Я поинтересовался, каким образом собирается он устроить мою жизнь.
– А это уж не твоя забота, – ответил он. – Ты ведь в отчаянии, не так ли? И ты хочешь рвануть от нее, верно?
Я покачал головой, улыбнулся. Улыбнулся, потому что казалось полным абсурдом, что из всех людей именно Стенли берется все устроить. А он держался так, будто давным-давно наметил всю интригу и ждал лишь благоприятного момента, чтобы осуществить свой замысел… Но ему хотелось побольше узнать о Маре, вполне ли я уверен в ней.
– Теперь о малышке, – говорил он своим обычным лениво-высокомерным тоном. – Здесь тебе, конечно, будет на первых порах трудно. Но пройдет время, и ты о ней забудешь, ты же никогда не был любящим отцом.

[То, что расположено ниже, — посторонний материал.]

PR #511, opened 2026-08-17
Fix Qwen3.5/3.6-MoE VL decoder QMoE quantization support

titaiwangms:
## Summary

`Qwen35MoEVL3ModelCausalLMModel.preprocess_weights` (the 3-model-split vision-language wrapper for Qwen3.5/3.6-MoE) previously had **zero quantization awareness**, unlike its text-only sibling `Qwen35MoECausalLMModel`. An Olive-quantized VL checkpoint would be silently mishandled: quantized MoE expert weights would be routed as if float, producing a broken/incomplete ONNX export with no error raised.

This is one of the pieces needed to support end-to-end quantized export of `Qwen/Qwen3.6-35B-A3B` (256-expert MoE VL model) via `MobiusBuilder`, alongside microsoft/Olive#2628 and microsoft/Olive#2457.

## Changes

- `use_qmoe` detection (via `_supported_qmoe_quantization`), mirroring the text-only sibling.
- A guard that raises a clear `ValueError` when packed-but-unsupported quantized expert weights are found, instead of silently falling back to the (incompatible) dense per-expert path.
- `preprocess_olive_weights` + `pack_qmoe_expert_weights` calls to rename and pack Olive-quantized decoder MoE expert weights into the native QMoE ONNX parameter layout (`target_moe_path=".mlp"`, matching the text-only sibling's `Qwen35MoEBlock` placement).
- Explicit `NotImplementedError` guards for:
  - `quant_method` in `{"gptq", "awq"}` — not yet supported by this VL wrapper (only Olive-quantized checkpoints are handled today).
  - `quantize_embeddings` / `quantize_lm_head` — no quantized `Embedding`/`Linear` module variants are wired up anywhere in this 3-model split, so these flags previously produced orphaned initializers with no error.
  
  Both guards fail loudly instead of silently producing a broken export.
- Honors `quantization.tie_word_embeddings` (not just `config.tie_word_embeddings`) when deciding whether to duplicate `lm_head` from `embed_tokens`, for internal consistency with the recovered "effective tie" value.

## Tests

New `TestQwen35MoEVL3ModelQMoEExport` class covering:
- QMoE packing/binding (Olive-quantized)
- Dense fallback (unquantized)
- Unsupported-ABI guard (packed-but-non-QMoE quantization)
- Vision/embedding/MTP-routing preservation (unaffected by decoder quantization)
- GPTQ/AWQ rejection (clear error)
- Quantized-embeddings/lm_head rejection (clear error)

```
python -m pytest src/mobius/models/qwen35_test.py -v
10 passed
```

Full model suite: `python -m pytest src/mobius/models/ -q` → 401 passed, 3 pre-existing unrelated failures (confirmed present on clean `main`: `deepseek_v4_flash_test.py::test_ort_genai_sidecar_metadata`, `qwen_image_test.py::test_cuda_matches_cpu`, `world_model_test.py::test_mlp_world_model_matches_pytorch`).

`ruff check` / `ruff format --check`: clean.

## Review

This change went through a full internal review pass (readability, correctness, adversarial/critical, spec-adherence, and cross-module integration review, plus independent test execution) before being opened. Findings from that review (GPTQ/AWQ gap, quantized-embedding binding gap) are addressed via the explicit guards above rather than full implementations, since neither is needed by the current Olive→Mobius pipeline for Qwen3.6-35B-A3B.


src/mobius/models/qwen35.py
```diff
@@ -759,16 +806,31 @@ def preprocess_weights(
...
-                elif suffix.endswith(".mlp.experts.down_proj"):
+                elif not use_qmoe and suffix.endswith(".mlp.experts.down_proj"):
                     prefix = target[: -len("experts.down_proj")]
                     for i in range(value.shape[0]):
                         renamed[f"{prefix}experts.{i}.down_proj.weight"] = value[i]
                 else:
                     renamed[target] = value
+
+        if quantization is not None and quantization.quant_method == "olive":
+            renamed = preprocess_olive_weights(
```
justinchuby: Do we need to call this for olive for all models? Or is there a way to reduce duplication?

titaiwangms: Done

src/mobius/components/_moe.py
```diff
@@ -11,9 +11,12 @@
 import onnx_ir as ir
 from onnxscript import OpBuilder, nn
 
-from mobius._configs import ArchitectureConfig, QuantizationConfig
+from mobius._configs import ArchitectureConfig
+from mobius._weight_utils import supported_qmoe_quantization
```
justinchuby: as _supported_qmoe_quantization

src/mobius/_weight_utils.py
```diff
@@ -917,3 +953,163 @@ def preprocess_awq_weights(
...
+    )
+    if (
+        use_qmoe
+        and quantization is not None
+        and quantization.quant_method not in qmoe_quant_methods
+    ):
+        methods = tuple(qmoe_quant_methods)
+        if methods == ("olive",):
+            raise NotImplementedError(
+                f"{model_name} currently only supports QMoE export for "
```
justinchuby: Is model name needed if only for errors? Can we say "This model..." given the user understands which model is passed in?

justinchuby (approved):

src/mobius/components/_moe.py
titaiwangms: Done — imported directly as `_supported_qmoe_quantization` instead of the extra assignment.

src/mobius/_weight_utils.py
titaiwangms: Done — dropped the `model_name` parameter; the messages now say "This model ...".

Только не приходи ко мне с просьбой опять все уладить. Раз я берусь за такое дело, оно будет решено раз и навсегда. Полумер я не признаю. Ну вот, а тебе надо уехать в Техас или еще куда-нибудь. Я на твоем месте так бы и поступил. И не вздумай сюда возвращаться. Здесь все кончено, и ты начинаешь новую жизнь, совсем новую, будто только что родился… И ты сможешь это сделать, если захочешь. Я не могу, я схвачен. Вот почему мне хочется тебе помочь. Я даже не ради тебя это делаю, мне самому хотелось бы так поступить. И можешь потом обо мне забыть. Я бы забыл всех на твоем месте.